PR #200, opened 2017-12-16
Included "dr" for onion_bordas

DanHickstein:
Hi everyone!

I was trying to make a figure to compare the results of each method with the analytical solution for a Gaussian, and I noticed that the `onion_bordas` method doesn't apply the `dr` factor. While I don't think that we need to spend much time maintaining this method, since the dasch onion peeling method seems to outperform the onion_bordas in all respects, this seems like an easy fix. 

All we need to do is include the `1/dr` term in the onion_bordas method.

I also fixed the docstring in `dasch.py` to correctly indicate that `dr` is applied for all of the dasch methods.

Here is what it looked like before the fix ([code here](https://gist.github.com/DanHickstein/68aa7d3891691dda4c6655392aa37819)):
figure_1


DanHickstein:
The TravisCI build failed for Py3.4 for some silly reason. I was looking into fixing it, but then I realized that Py3.6 is out, so maybe we should just test Py3.5 and 3.6 and not be testing Py3.4 anyway. (Py2.7 testing is still there.)

Thoughts?

stggh:
@DanHickstein good find! I presume the corresponding `tests/test_onion_bordas.py` will require a  tweak as well? 

For the travis-ci, there is now [no need to use Miniconda:](https://gist.github.com/dan-blanchard/7045057). Add the following to `.travis.yml` and delete the `miniconda` stuff.
```
pip install --upgrade pip setuptools wheel
pip install --only-binary=numpy,scipy numpy scipy
```

IMO we should not even bother to support `python2.7` it finishes in 2020. There is no reason to stay with `2.7`. Pass (old) `2.7` code through `2to3 -w`.

Sorry, for the lack of noise on our `PyAbel` paper. I have been sidetracked.

stggh:
Hmm, I should really push more often. Held up by issues with `abel/fourier_expansion.py` (too slow) and `abel/fourier_hankel.py` (transfrom pairs fail from some grid sizes). My current fork has `dasch.py`:
```python
    dr : float
        sampling size (=1 for pixel images), used for Jacobian scaling.
```
So, I had seen the error ;-). No matter @DanHickstein's fix is good.

While we are tidying up `abel/dasch.py`  
```python
def get_bs_cached(
 :
``` 
lines `260:` onward may be deleted. The (common) code is in `tools/basis.py` and so no longer required in `dasch.py`.

rth:
> For the travis-ci, there is now no need to use Miniconda:.

Well, even though numpy and scipy now have pre-build wheels, conda allows to standardize a bit the setup on different OSs. Although the current .travis conda setup is a bit convoluted and I agree that it might be worth either switching to pypi or possibly using [asropy ci-helpers](https://github.com/astropy/ci-helpers)...

> IMO we should not even bother to support python2.7 it finishes in 2020

+ 1
 although from experience some people still run Python 2.7 so this might reduce the number of users who will be able to try PyAbel...

stggh:
There is a `travis-ci` build issue with some versions of `miniconda` and various `scipy` packages.  I forget the full detail, but it forced a switch to `pip` for my [PyDiatomic](https://github.com/stggh/PyDiatomic) code.

`2.7` - even [micropython](https://micropython.org) (used for IoT devices) has switched ;-)

DanHickstein:
> I presume the corresponding tests/test_onion_bordas.py will require a tweak as well?
Funny enough, the 1D gaussian test still passed, because the test was set to:
```python
assert_allclose(ratio, 1.0, rtol=1, atol=0)
```
and the rtol=1 was pretty forgiving. There was also a `/2` factor that shouldn't have been there.

> lines 260 onward may be deleted. The (common) code is in tools/basis.py and so no longer required in dasch.py.

Good point. I changed the function call to `abel.tools.basis.get_bs_cached` and removed the vestigial code.

Regarding the changes to the `.travis.yml`, it sounds like @stggh is in favor of changing to `pip` while @rth likes the flexibility of miniconda? I don't have strong feelings either way, but maybe we can merge this and open a separate issue for `.travis.yml` edits.

stggh:
> open a separate issue for .travis.yml edits.

Yes, a separate issue is fine.

DanHickstein:
Alright, I'm going to merge this thing!

Thanks for noting the extra code in `dasch.py`. Adding code is good, but deleting code is even better :)

stggh:
Sorry, probably my fault, something that I no doubt intended to get back to. In the early days I was not too concerned with the transform intensity. Now I know better.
────
◆ What the exercise asks
All records shown above are to be repeated exactly.

◆ Reply to the task
PR #200, opened 2017-12-16
Included "dr" for onion_bordas

DanHickstein:
Hi everyone!

I was trying to make a figure to compare the results of each method with the analytical solution for a Gaussian, and I noticed that the `onion_bordas` method doesn't apply the `dr` factor. While I don't think that we need to spend much time maintaining this method, since the dasch onion peeling method seems to outperform the onion_bordas in all respects, this seems like an easy fix. 

All we need to do is include the `1/dr` term in the onion_bordas method.

I also fixed the docstring in `dasch.py` to correctly indicate that `dr` is applied for all of the dasch methods.

Here is what it looked like before the fix ([code here](https://gist.github.com/DanHickstein/68aa7d3891691dda4c6655392aa37819)):
figure_1


DanHickstein:
The TravisCI build failed for Py3.4 for some silly reason. I was looking into fixing it, but then I realized that Py3.6 is out, so maybe we should just test Py3.5 and 3.6 and not be testing Py3.4 anyway. (Py2.7 testing is still there.)

Thoughts?

stggh:
@DanHickstein good find! I presume the corresponding `tests/test_onion_bordas.py` will require a  tweak as well? 

For the travis-ci, there is now [no need to use Miniconda:](https://gist.github.com/dan-blanchard/7045057). Add the following to `.travis.yml` and delete the `miniconda` stuff.
```
pip install --upgrade pip setuptools wheel
pip install --only-binary=numpy,scipy numpy scipy
```

IMO we should not even bother to support `python2.7` it finishes in 2020. There is no reason to stay with `2.7`. Pass (old) `2.7` code through `2to3 -w`.

Sorry, for the lack of noise on our `PyAbel` paper. I have been sidetracked.

stggh:
Hmm, I should really push more often. Held up by issues with `abel/fourier_expansion.py` (too slow) and `abel/fourier_hankel.py` (transfrom pairs fail from some grid sizes). My current fork has `dasch.py`:
```python
    dr : float
        sampling size (=1 for pixel images), used for Jacobian scaling.
```
So, I had seen the error ;-). No matter @DanHickstein's fix is good.

While we are tidying up `abel/dasch.py`  
```python
def get_bs_cached(
 :
``` 
lines `260:` onward may be deleted. The (common) code is in `tools/basis.py` and so no longer required in `dasch.py`.

rth:
> For the travis-ci, there is now no need to use Miniconda:.

Well, even though numpy and scipy now have pre-build wheels, conda allows to standardize a bit the setup on different OSs. Although the current .travis conda setup is a bit convoluted and I agree that it might be worth either switching to pypi or possibly using [asropy ci-helpers](https://github.com/astropy/ci-helpers)...

> IMO we should not even bother to support python2.7 it finishes in 2020

+ 1
 although from experience some people still run Python 2.7 so this might reduce the number of users who will be able to try PyAbel...

stggh:
There is a `travis-ci` build issue with some versions of `miniconda` and various `scipy` packages.  I forget the full detail, but it forced a switch to `pip` for my [PyDiatomic](https://github.com/stggh/PyDiatomic) code.

`2.7` - even [micropython](https://micropython.org) (used for IoT devices) has switched ;-)

DanHickstein:
> I presume the corresponding tests/test_onion_bordas.py will require a tweak as well?
Funny enough, the 1D gaussian test still passed, because the test was set to:
```python
assert_allclose(ratio, 1.0, rtol=1, atol=0)
```
and the rtol=1 was pretty forgiving. There was also a `/2` factor that shouldn't have been there.

> lines 260 onward may be deleted. The (common) code is in tools/basis.py and so no longer required in dasch.py.

Good point. I changed the function call to `abel.tools.basis.get_bs_cached` and removed the vestigial code.

Regarding the changes to the `.travis.yml`, it sounds like @stggh is in favor of changing to `pip` while @rth likes the flexibility of miniconda? I don't have strong feelings either way, but maybe we can merge this and open a separate issue for `.travis.yml` edits.

stggh:
> open a separate issue for .travis.yml edits.

Yes, a separate issue is fine.

DanHickstein:
Alright, I'm going to merge this thing!

Thanks for noting the extra code in `dasch.py`. Adding code is good, but deleting code is even better :)

stggh:
Sorry, probably my fault, something that I no doubt intended to get back to. In the early days I was not too concerned with the transform intensity. Now I know better.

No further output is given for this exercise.